Platform / Tool	Direct Chinese API	Via East Signal
Open Cowork	404 Error	Works
OpenAI Agents SDK	Not Compatible	Works
Custom Responses API Apps	Not Compatible	Works
OpenAI Python SDK (responses)	Not Compatible	Works
Cursor / Continue IDE	Works (chat/completions)	Works (both APIs)
LangChain / LlamaIndex	Works (chat/completions)	Works (both APIs)

Why This Matters

The AI industry is moving rapidly toward agent-based architectures. OpenAI's Responses API is becoming the standard interface for these systems. By bridging this gap, East Signal enables a new paradigm:

Build with the latest agent frameworks. Pay Chinese model prices.

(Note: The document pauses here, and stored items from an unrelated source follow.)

PR #3103, opened 2025-03-04
CAS-1434/create cas2 offenders table

daveawc:
created cas2 offenders table, updated cas 2 prisoner locations table

### DIFF
--- a/src/main/kotlin/uk/gov/justice/digital/hmpps/approvedpremisesapi/jpa/entity/cas2/Cas2OffenderEntity.kt
+++ b/src/main/kotlin/uk/gov/justice/digital/hmpps/approvedpremisesapi/jpa/entity/cas2/Cas2OffenderEntity.kt
@@ -1,0 +1,33 @@
+package uk.gov.justice.digital.hmpps.approvedpremisesapi.jpa.entity.cas2
+
+import jakarta.persistence.Entity
+import jakarta.persistence.Id
+import jakarta.persistence.OneToMany
+import jakarta.persistence.Table
+import org.springframework.data.jpa.repository.JpaRepository
+import org.springframework.stereotype.Repository
+import uk.gov.justice.digital.hmpps.approvedpremisesapi.jpa.entity.Cas2PrisonerLocationEntity
+import java.time.OffsetDateTime
+import java.util.UUID
+
+@Repository
+interface Cas2OffenderRepository : JpaRepository<Cas2OffenderEntity, UUID> {
+  fun findByNomsNumber(nomsNumber: String): Cas2OffenderEntity?
+}
+
+@Entity
+@Table(name = "cas_2_offenders")
+data class Cas2OffenderEntity(
+  @Id
+  val id: UUID,
+  val nomsNumber: String,
+  val crn: String,
+  val createdAt: OffsetDateTime,
+  val updatedAt: OffsetDateTime,
+
+  @OneToMany(mappedBy = "offender")
+  val locations: List<Cas2PrisonerLocationEntity> = emptyList(),
+) {
+  fun currentLocation() = locations.maxByOrNull { it.createdAt }
+  fun hasCorrectCurrentLocation(prisonCode: String, userId: UUID): Boolean = currentLocation() != null && currentLocation()?.allocatedPomUserId == userId && currentLocation()?.prisonCode == prisonCode
+}
--- a/src/main/kotlin/uk/gov/justice/digital/hmpps/approvedpremisesapi/service/cas2/Cas2ApplicationService.kt
+++ b/src/main/kotlin/uk/gov/justice/digital/hmpps/approvedpremisesapi/service/cas2/Cas2ApplicationService.kt
@@ -21,6 +21,7 @@ import uk.gov.justice.digital.hmpps.approvedpremisesapi.jpa.entity.Cas2Applicati
 import uk.gov.justice.digital.hmpps.approvedpremisesapi.jpa.entity.Cas2ApplicationSummaryEntity
 import uk.gov.justice.digital.hmpps.approvedpremisesapi.jpa.entity.Cas2LockableApplicationRepository
 import uk.gov.justice.digital.hmpps.approvedpremisesapi.jpa.entity.NomisUserEntity
+import uk.gov.justice.digital.hmpps.approvedpremisesapi.jpa.entity.cas2.Cas2OffenderEntity
 import uk.gov.justice.digital.hmpps.approvedpremisesapi.model.DomainEvent
 import uk.gov.justice.digital.hmpps.approvedpremisesapi.model.PaginationMetadata
 import uk.gov.justice.digital.hmpps.approvedpremisesapi.model.PersonInfoResult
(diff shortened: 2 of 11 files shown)


src/main/kotlin/uk/gov/justice/digital/hmpps/approvedpremisesapi/jpa/entity/cas2/Cas2OffenderEntity.kt
```diff
@@ -0,0 +1,33 @@
...
+  val nomsNumber: String,
+  val crn: String,
+  val createdAt: OffsetDateTime,
+  val updatedAt: OffsetDateTime,
+
+  @OneToMany(mappedBy = "offender")
+  val locations: List<Cas2PrisonerLocationEntity> = emptyList(),
+) {
+  fun currentLocation() = locations.maxByOrNull { it.createdAt }
+  fun hasCorrectCurrentLocation(prisonCode: String, userId: UUID): Boolean = currentLocation() != null && currentLocation()?.allocatedPomUserId == userId && currentLocation()?.prisonCode == prisonCode
```
davidatkinsuk, line 32: each call to currentLocation() will loop through the list. not a huge deal but i'm not sure how big the list will get

if did something like the following could get rid of the `?`s

```
currentLocation()?.let {
...
} :? false
```

src/main/kotlin/uk/gov/justice/digital/hmpps/approvedpremisesapi/service/cas2/Cas2ApplicationService.kt
```diff
@@ -267,7 +268,18 @@ class Cas2ApplicationService(
 
     createAssessment(application)
 
-    prisonerLocationService.createPrisonerLocation(application)
+    // This to be moved earlier in the process of creating an application, when the applications table is updated to use offenderId.
+    // added this here as the call to get the offender prison details happens immediately before in `retrievePrisonCode()`.
+    val prisonCode = application.referringPrisonCode!!
```
davidatkinsuk, line 273: (note - see my last comment in this class before considering addressing anything)

I think the code could be refactored to make what the comment is saying clearer? save referringPrisonCode in a `val` and use that to update the application? You can then get rid of the `!!` too?

I can't express why but i find it confusing when a function sets a `val` on some object, and then the value from that object is used further down the function instead of using the original `val`. I think because it makes it hard to trace the origin of some values.

src/main/kotlin/uk/gov/justice/digital/hmpps/approvedpremisesapi/service/cas2/Cas2ApplicationService.kt
```diff
@@ -267,7 +268,18 @@ class Cas2ApplicationService(
...
+    val offender: Cas2OffenderEntity =
+      offenderService.findByNomsNumber(application.nomsNumber!!) ?: offenderService.createCas2Offender(
+        nomsNumber = application.nomsNumber!!,
+        crn = application.crn,
+      )
```
davidatkinsuk, line 278: (note - see my last comment in this class before considering addressing anything)

in Cas1 we're adding a `Cas1OffenderService` to deal with this upsert logic

src/main/kotlin/uk/gov/justice/digital/hmpps/approvedpremisesapi/service/cas2/Cas2ApplicationService.kt
```diff
@@ -267,7 +268,18 @@ class Cas2ApplicationService(
...
+
+    if (!offender.hasCorrectCurrentLocation(prisonCode, user.id)) {
```
davidatkinsuk, line 280: it's not clear to me why the user id matters wrt. current location? If a different user called this function the location would be 'wrong'?

src/main/kotlin/uk/gov/justice/digital/hmpps/approvedpremisesapi/service/cas2/Cas2ApplicationService.kt
```diff
@@ -267,7 +268,18 @@ class Cas2ApplicationService(
...
+      prisonerLocationService.createPrisonerLocation(prisonCode, user.id, OffsetDateTime.now(), offender)
```
davidatkinsuk, line 281: I feel like `prisonerLocationService` should own all the logic related to locations currently sitting in this class i.e. `PrisonerLocationService` should be telling this class what to do wrt. locations, not the other way around.

I think the root cause of this is having the `retrievePrisonCode` function in this class instead of `PrisonerLocationService`. Could we not have a function on prisonerLocationService that returns the latest prisoner location and internally updates its records if out of date at the same time? whatever that returns can then be saved on the application? I may be missing something!

src/main/resources/db/migration/all/20250304191645__create_cas_2_offenders_table.sql
```diff
@@ -0,0 +1,67 @@
...
+
+--back fill it with offender information from previous submitted applications
+INSERT INTO cas_2_offenders (id, noms_number, crn, created_at, updated_at)
+    (SELECT gen_random_uuid(),
+            app.noms_number,
+            app.crn,
+            app.submitted_at,
+            app.submitted_at
+     FROM cas_2_applications app
+     WHERE submitted_at IS NOT NULL);
```
davidatkinsuk, line 24: can you have multiple `cas_2_applications` with the same id - will that result in duplicate cas_2_offender entries?

we have a similar challenge on Cas1. we're using a backfill job to get the latest information for each CRN. I guess you could use the newest application for each CRN?

src/main/resources/db/migration/all/20250304191645__create_cas_2_offenders_table.sql
```diff
@@ -0,0 +1,67 @@
+--create the new table
+CREATE TABLE cas_2_offenders
+(
+    id          uuid                     NOT NULL,
+    noms_number text                     NOT NULL,
+    crn         text                     NOT NULL,
+    created_at  TIMESTAMP WITH TIME ZONE NOT NULL,
+    updated_at  TIMESTAMP WITH TIME ZONE NOT NULL,
+    PRIMARY KEY (id),
+    UNIQUE (noms_number),
```
davidatkinsuk, line 10: i'm a bit wary of this constraint, i suspect it may be possible for a CRN to have multiple noms so may cause issues. I guess something to monitor

src/main/resources/db/migration/all/20250304191645__create_cas_2_offenders_table.sql
```diff
@@ -0,0 +1,67 @@
...
+
+INSERT INTO cas_2_prisoner_locations (id, offender_id, prison_code, allocated_pom_user_id, created_at)
+    (SELECT gen_random_uuid()
+          , (SELECT id
+             FROM cas_2_offenders
+             WHERE noms_number = app.noms_number)
+          , app.referring_prison_code
+          , app.created_by_user_id
+          , app.submitted_at
+     FROM cas_2_applications app
```
davidatkinsuk, line 62: again, not sure what would happen if have multiple apps with same crn, if that's possible

src/main/kotlin/uk/gov/justice/digital/hmpps/approvedpremisesapi/service/cas2/Cas2ApplicationService.kt
davidatkinsuk: I guess you could have two sequently entries where the location is the same but the pom allocation changes? Given this prisoner_allocations does make more sense.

An agent pipeline that would cost $50/day with GPT-4o can run for $0.04/day with GLM-5 through East Signal — without changing a single line of code in your agent framework.

East Signal supports both the legacy /v1/chat/completions endpoint and the new /v1/responses endpoint. You can use whichever your application needs, or both simultaneously. All models are available through both endpoints.